== Problem requirements ==
Keyword search on "limit": report each line of the records that contains it.

Data records

PR #3236, opened 2026-08-19
Render int constants past the str digits limit as hex in as_string

nabhan06:
## Type of Changes

|     | Type          |
| --- | ------------- |
| ✓   | :bug: Bug fix |

## Description

`as_string()` renders a `Const` via `repr()`, which raises `ValueError` for an integer past `sys.get_int_max_str_digits()`. astroid's own binop inference materializes such ints (the `**` guard only trips above `1e5`), so a dataclass field shadowed by a property returning `10 ** 5000` made `_generate_dataclass_init` crash while merely building the module, since its `except (InferenceError, StopIteration)` doesn't cover `ValueError`.

Catch that `ValueError` in `visit_const` and render the int as a hex literal instead: `hex()` is exempt from the digit limit and the literal parses back to the same integer. The generated dataclass `__init__` therefore keeps the real integer as the parameter default rather than falling back to `Uninferable`, and nothing needs guarding in the dataclass brain.

### DIFF
--- a/astroid/brain/brain_dataclasses.py
+++ b/astroid/brain/brain_dataclasses.py
@@ -348,9 +348,10 @@ def _generate_dataclass_init(
             except ValueError:
                 # as_string() on the inferred value can raise, e.g. repr() of an
                 # integer past sys.get_int_max_str_digits() (a property returning
-                # ``10 ** 5000``). Leave the parameter without a default instead
-                # of letting the ValueError escape the dataclass transform.
-                pass
+                # ``10 ** 5000``). Fall back to Uninferable rather than dropping
+                # the default, so the parameter keeps a default value and the
+                # ValueError doesn't escape the dataclass transform.
+                default_str = str(Uninferable)
         else:
             # Even with `init=False` the default value still can be propogated to
             # later assignments. Creating weird signatures like:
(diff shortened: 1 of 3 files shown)


DanielNoord (commented):
Why don't we make this `Uninferable` or avoid the `repr` call? Down the line we'll have issues if we start hiding default values.

nabhan06:
Good point, dropping the default changes the signature. Switched it to fall back to `Uninferable` instead, which reuses the same default the existing property path already produces when the call result is uninferable, so the parameter keeps a default. Added an assertion on the generated `__init__` to lock that in.

DanielNoord (commented):
Isn't the default now a string instead of an integer though?

nabhan06:
Not a str constant, but you're right that it wasn't the integer any more: `default_str` is interpolated unquoted, so the generated `__init__` had `x: int = Uninferable`, a `Name` that fails inference. Went with your other option instead and dropped the brain change entirely. `visit_const` now falls back to `hex()` when `repr()` raises on an int past the digit limit, since hex is exempt from that limit and parses back to the same value, so the default stays the real `10 ** 5000` `Const`. Updated the dataclass test to assert that and added a direct `as_string()` round-trip test.

DanielNoord (approved):

DanielNoord:
Can't be bothered to backport this.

== Written solution ==
Render int constants past the str digits limit as hex in as_string
Catch that `ValueError` in `visit_const` and render the int as a hex literal instead: `hex()` is exempt from the digit limit and the literal parses back to the same integer. The generated dataclass `__init__` therefore keeps the real integer as the parameter default rather than falling back to `Uninferable`, and nothing needs guarding in the dataclass brain.
Not a str constant, but you're right that it wasn't the integer any more: `default_str` is interpolated unquoted, so the generated `__init__` had `x: int = Uninferable`, a `Name` that fails inference. Went with your other option instead and dropped the brain change entirely. `visit_const` now falls back to `hex()` when `repr()` raises on an int past the digit limit, since hex is exempt from that limit and parses back to the same value, so the default stays the real `10 ** 5000` `Const`. Updated the dataclass test to assert that and added a direct `as_string()` round-trip test.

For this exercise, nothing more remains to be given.